= AN/SQS-35 =

US Navy towed sonar system

The AN/SQS-35 was a United States Navy surface ship independent, towed variable depth sonar system (IVDS) developed by the Naval Underwater Sound Laboratory the EDO Corporation.

== Capabilities ==
The AN/SQS-35 could function under 3 primary modes, with 'search' and 'attack' (active) and 'listen' (passive) modes available to it. The sonar system utilized 3 target displays, two PPIs and a classification recorder, and provided ships mounted with the towed array with the capability to search the 13 kHz high-frequency band at variable depths, including below the layer or depths of up to 180 meters.
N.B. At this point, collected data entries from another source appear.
PR #1164, opened 2018-08-02
Docs fix for https://github.com/AzureAD/microsoft-authentication-libr…

bgavrilMS:
…ary-for-dotnet/issues/542

### DIFF
--- a/msal/src/Microsoft.Identity.Client/Features/ConfidentialClient/ConfidentialClientApplication.cs
+++ b/msal/src/Microsoft.Identity.Client/Features/ConfidentialClient/ConfidentialClientApplication.cs
@@ -38,7 +38,8 @@ namespace Microsoft.Identity.Client
     /// <summary>
     /// Class to be used for confidential client applications like Web Apps/API.
     /// </summary>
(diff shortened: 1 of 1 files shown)


jmprieur (approved):
LGTM

msal/src/Microsoft.Identity.Client/Features/ConfidentialClient/ConfidentialClientApplication.cs
```diff
@@ -38,7 +38,8 @@ namespace Microsoft.Identity.Client
     /// <summary>
     /// Class to be used for confidential client applications like Web Apps/API.
     /// </summary>
-    public sealed class ConfidentialClientApplication : ClientApplicationBase, IConfidentialClientApplication
+    public sealed class
```
henrik-me: >  [](start = 23, length = 1)

This is not needed. I think the width we have on our screens these days are ok with this. to me this is reducing readability

bgavrilMS: Oops, I was playing with .editorconfig to enforce styles and VS changed the formatting. I'll revert.

PR #1168, opened 2018-08-03
High CPU under load fix

mikelapierre:
The default headers should only be changed once so I moved the change to the factory. Otherwise, the following problem occurs under load: https://blogs.msdn.microsoft.com/tess/2009/12/21/high-cpu-in-net-app-using-a-static-generic-dictionary/

### DIFF
--- a/core/src/Http/HttpClientFactory.cs
+++ b/core/src/Http/HttpClientFactory.cs
@@ -26,6 +26,7 @@
 //------------------------------------------------------------------------------
 
 using System.Net.Http;
+using System.Net.Http.Headers;
 
 namespace Microsoft.Identity.Core.Http
 {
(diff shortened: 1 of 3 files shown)


bgavrilMS:
LGTM, but could you please add a unit test. There is an existing class HttpClientFactoryTests - just use the factory to get an HttpClient and assert the headers.

bgavrilMS (changes requested):
See inline, please add a unit test

bgavrilMS (approved):
LGTM

henrik-me (approved):
:shipit:

bgavrilMS:
@mikelapierre - I believe this myget package has your fix https://www.myget.org/feed/aad-clients-nightly/package/nuget/Microsoft.Identity.Client/2.0.0-internal21503dev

The sonar could maintain a maximum power output of 30 kW and a range of 12,000 yd.

== Variants ==

- SQS-35J - Japanese produced version
- SQS-36 - Hull Mounted version
- SQS-38 - Solid-State version

== Specifications ==

- Operating frequency: 13 kHz
- Peak frequency: 14.1 kHz (SQS-36)
- Array height: 1.6 m
- Array diameter: 4.8 m
- Beams: 12 preformed RDT beams

== Ships ==
The AN/SQS-35 and its variants were mounted in the U.S. Navy's Knox Class Frigates, the U.S. Hamilton-class coast guard cutters, as well as the JMSDF's Shirane and Takatasuki class destroyers.